Now let's try pinging the other EC2 instance (EC2–2) from inside the first EC2 instance (EC2–1). As we can see in the below screenshots, we can use the fully qualified domain name of the EC2 instance (EC2.sanjaypsachdev.com) or just the hostname (EC2) to ping the other EC2 instance. In the second case, it automatically appends the search domain to the EC2 instance hostname. The IP address that is used in both cases is the private IP address of that EC2 instance.

Now, let’s try to run the nslookup command using the hostname of the other EC2 instance.

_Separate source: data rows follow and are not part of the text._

Issue #12102, opened 2020-04-13
MySQL Syntax Error: Functions in DEFAULT Constraint must be wrapped in parentheses


DRKSLV:
## Issue Description
Built-In Function Calls within MySQL Default constraints must be enclosed in parantheses, sequelize omits these and causes a SyntaxError.

### What are you doing?
I am trying to use a built-in db function within a default constraint. (MySQL Inno-DB)

```js
const foo = sequelize.define("foo", {
    uuid: {
        type: "BINARY(16)",
        defaultValue: Sequelize.fn("UUID_TO_BIN", Sequelize.fn("UUID")),
        primaryKey: true
    }
}, { 
    timestamps: false //to simpify the query generated
});
```

### What do you expect to happen?
As described in [this answer](https://stackoverflow.com/a/52769071) SQL-Functions within the Default Constraint must be enclosed by parentheses. If they are added to the output below, the query completes successfully.
(Running `INSERT INTO foos () VALUES ();` shows the constraint is working)

### What is actually happening?
The Output misses the required Parentheses enclosing the Function Calls, as seen below:

```
Executing (default): 
CREATE TABLE IF NOT EXISTS `foos` 
(
`uuid` BINARY(16) 
DEFAULT UUID_TO_BIN(UUID()) , 
PRIMARY KEY (`uuid`)
) ENGINE=InnoDB;
```

### Environment

- Sequelize version: 5.21.6
- Node.js version: 12.14.0
- Operating System: Windows 10 Home (1909)

### How does this problem relate to dialects?

- [ ] I don't know, I was using MySQL (InnoDB), with connector library version 2.1.0 and database version 8.0.17 (MySQL Community Server -GPL)

### Would you be willing to resolve this issue by submitting a Pull Request?

- [ ] No, I don't have the time and I wouldn't even know how to start.

DRKSLV:
changing line 364 in sequelize\lib\dialects\mysql\query-generator.js to:
```template += ` DEFAULT (${this.escape(attribute.defaultValue)})`;```
seemes to have fixed this issue for me.

i dont know if this issue e xists in other dialects or if this "fix" creates other problems.
unfortunately i dont have the means to investigate this further.

FawzyMokhtar:
@DRKSLV , I came out with a temporary solution that will work for you until this bug is fixed.

You can use the `Sequelize.literal` function instead of `Sequelize.fn` function since your are not passing any external parameters to the `UUID_TO_BIN` function.
[...]

PR #12231, opened 2020-05-05
fix(mysql): Add parentheses to default value

JuarezLustosa:
### Pull Request check-list

### Description of change

- This close issue #12102. However, I did tests on MySQL version 5.7 and 8. 

####  On 5.7 Do not accept default with parentheses.

```
CREATE TABLE IF NOT EXISTS `foo2` (`uuid` CHAR(16) DEFAULT (0) );
```
We have this error 
```
ERROR 1064 (42000): You have an error in your SQL syntax; check the manual that corresponds to your MySQL server version for the right syntax to use near '(0) )' at line 1
```

#### - On Version 8 accept 
This same query creates the table, so it works as well.

I don't know how the project works with old versions. It up to you guys.

### DIFF
--- a/lib/dialects/mysql/query-generator.js
+++ b/lib/dialects/mysql/query-generator.js
@@ -388,7 +388,12 @@ class MySQLQueryGenerator extends AbstractQueryGenerator {
     if (!typeWithoutDefault.has(attributeString)
       && attribute.type._binary !== true
       && Utils.defaultValueSchemable(attribute.defaultValue)) {
-      template += ` DEFAULT (${this.escape(attribute.defaultValue)})`;
+
+      if (attribute.defaultValue instanceof Utils.Fn) {
+        template += ` DEFAULT (${this.escape(attribute.defaultValue)})`;
+      } else {
+        template += ` DEFAULT ${this.escape(attribute.defaultValue)}`;
+      }
     }
 
     if (attribute.unique === true) {
--- a/lib/dialects/mysql/query-generator.js
+++ b/lib/dialects/mysql/query-generator.js
@@ -388,7 +388,7 @@ class MySQLQueryGenerator extends AbstractQueryGenerator {
     if (!typeWithoutDefault.has(attributeString)
       && attribute.type._binary !== true
       && Utils.defaultValueSchemable(attribute.defaultValue)) {
-      template += ` DEFAULT ${this.escape(attribute.defaultValue)}`;
+      template += ` DEFAULT (${this.escape(attribute.defaultValue)})`;
     }
 
     if (attribute.unique === true) {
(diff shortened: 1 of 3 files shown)


lib/dialects/mysql/query-generator.js
```diff
@@ -388,7 +388,7 @@ class MySQLQueryGenerator extends AbstractQueryGenerator {
     if (!typeWithoutDefault.has(attributeString)
       && attribute.type._binary !== true
       && Utils.defaultValueSchemable(attribute.defaultValue)) {
-      template += ` DEFAULT ${this.escape(attribute.defaultValue)}`;
+      template += ` DEFAULT (${this.escape(attribute.defaultValue)})`;
```
sushantdhiman, line 391:
```js
If (attribute.defaultValue instanceof Utils.Fn) {
   // add () to DEFAULT
} else {
  // keep old code
}
```

sushantdhiman: This should fix issue for both MySQL 5.7 & 8

JuarezLustosa: Thank You @sushantdhiman. I'll make some tests for this.

sushantdhiman:
Add a test in this file https://github.com/sequelize/sequelize/blob/master/test/integration/data-types.test.js

Create a model with `defaultValue` using function. Create a row and update it

test/integration/data-types.test.js
```diff
@@ -378,12 +378,31 @@ describe(Support.getTestDialectTeaser('DataTypes'), () => {
 
     it('should parse an empty GEOMETRY field', () => {
       const Type = new Sequelize.GEOMETRY();
-
       // MySQL 5.7 or above doesn't support POINT EMPTY
       if (dialect === 'mysql' && semver.gte(current.options.databaseVersion, '5.7.0')) {
         return;
       }
 
+      it('should return parenteses when default values is a function', function() {
```
sushantdhiman, line 386: Some changes

1. This `it` block is placed inside another `it` block so it won't execute. Please move it outside of `    it('should parse an empty GEOMETRY field', () => {` block
2. You should use async/await

test/integration/data-types.test.js
```diff
@@ -378,12 +378,31 @@ describe(Support.getTestDialectTeaser('DataTypes'), () => {
...
+        });
+
+        return Model.sync({ force: true }).then(() => {
+          return Model.create({
+            id: 1
+          });
+        }).then(() => {
+          return Model.findOne({ where: { id: 1 } });
+        }).then(user => {
+          expect(user.get('double')).to.eq(Infinity);
```
sushantdhiman, line 402: Model doesn't have a `double` attribute

JuarezLustosa: Hey @sushantdhiman . Thank you for your support.

I've been troubling whit this test. When I put the function on default, it is trying to create on the database, and on the test, the version of MySQL is 5.7, so it can't happen cuz this version does not support this parenthesis. What do you do in those cases?

Thank you again.
Cheers

WikiRik:

PR #12241, opened 2020-05-10
fix(sqlite): multiple primary keys results in syntax error

### LINKED ISSUE #12194: Implementing weak entity with sqlite dialect results in syntax error
### What are you doing?

```js

const weakEntity = (sequelize, dataTypes) => {
    const model = sequelize.define('weak', {});

    model.associate = (models) => {
        model.belongsTo(models.parent, {foreignKey: {primaryKey: true}});
    };

    return model;
};

const parentEntity = (sequelize, dataTypes) => {
    const model = sequelize.define('parent', {
        name: {
            type: dataTypes.STRING,
            primaryKey: true,
        },
    });

    model.associate = (models) => {
        model.hasOne(models.weak);
    };

    return model;
};

const models = {
    weak: weakEntity,
    parent: parentEntity,
};

const sequelize = new Sequelize({ dialect: 'sqlite', logging: message => console.log(message) });
Object.keys(models).forEach(modelName => {
    const modelDef = models[modelName];
    const model = modelDef(sequelize, Sequelize);
    models[modelName] = model;
});
Object.keys(models).forEach(modelName => {
    const model = models[modelName];
    if (model.associate) {
        model.associate(models);
    }
});
sequelize.authenticate()
.then(() => sequelize.sync())
.then(() => {
    console.log('Done initializing database');
})
.catch(err => {
    console.log(err);
});
```

Created table called "parent" with column called "name"
Created table called "weak" with column called "parentName" that is primary key

Error when attempting to create table called "weak" which has an autoincremented "id" column, in addition to the "parentName" expected column.

```
CREATE TABLE IF NOT EXISTS `weak` (`id` INTEGER NOT NULL NOT NULL AUTOINCREMENT, `createdAt` DATETIME NOT NULL, `updatedAt` DATETIME NOT NULL, `parentName` VARCHAR(255) NOT NULL REFERENCES `parent` (`name`) ON DELETE SET NULL ON UPDATE CASCADE, PRIMARY KEY (`id`, `parentName`));
```

Note the repeating `NOT NULL NOT NULL` for the `id` column. This results in a syntax error:

> DatabaseError [SequelizeDatabaseError]: SQLITE_ERROR: near "AUTOINCREMENT": syntax error
>     at Query.formatError (C:\Users\soryy\Desktop\mcve\node_modules\sequelize\lib\dialects\sqlite\query.js:422:16)

### Additional context

N/A

### Environment

- Sequelize version: 5.21.7
- Node.js version: 12.16.2
- Operating System: Windows 10 Home x64

- [X] I don't know, I was using sqlite, with connector library version 4.2.0

soryy708:
### Pull Request check-list

### Description of change

Closes #12194
Same as https://github.com/sequelize/sequelize/pull/12237

### DIFF
--- a/lib/dialects/sqlite/query-generator.js
+++ b/lib/dialects/sqlite/query-generator.js
@@ -44,7 +44,11 @@ class SQLiteQueryGenerator extends MySqlQueryGenerator {
 
           if (needsMultiplePrimaryKeys) {
             primaryKeys.push(attr);
-            dataTypeString = dataType.replace('PRIMARY KEY', 'NOT NULL');
+            if (dataType.includes('NOT NULL')) {
+              dataTypeString = dataType.replace(' PRIMARY KEY', '');
+            } else {
+              dataTypeString = dataType.replace('PRIMARY KEY', 'NOT NULL');
+            }
           }
         }
         attrArray.push(`${this.quoteIdentifier(attr)} ${dataTypeString}`);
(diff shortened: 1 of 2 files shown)


soryy708:
The failure is with the MariaDB dialect. I think this is irrelevant.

As we can see in the above screenshot the DNS Server is located at the IP address that is the base VPC IP address + 2. Also, the IP address of ‘EC2–2' returned is the private IP address of that instance.

Conclusion

As we can see in the above demonstration, we can extend our corporate networks to AWS and reuse our corporate domain names for our EC2 instance hostnames, by creating custom DHCP option sets and also creating Route 53 hosted zones and associating them both with our VPCs. I hope this article has been useful and in case of any questions please reach out in the comments section. Thanks for reading.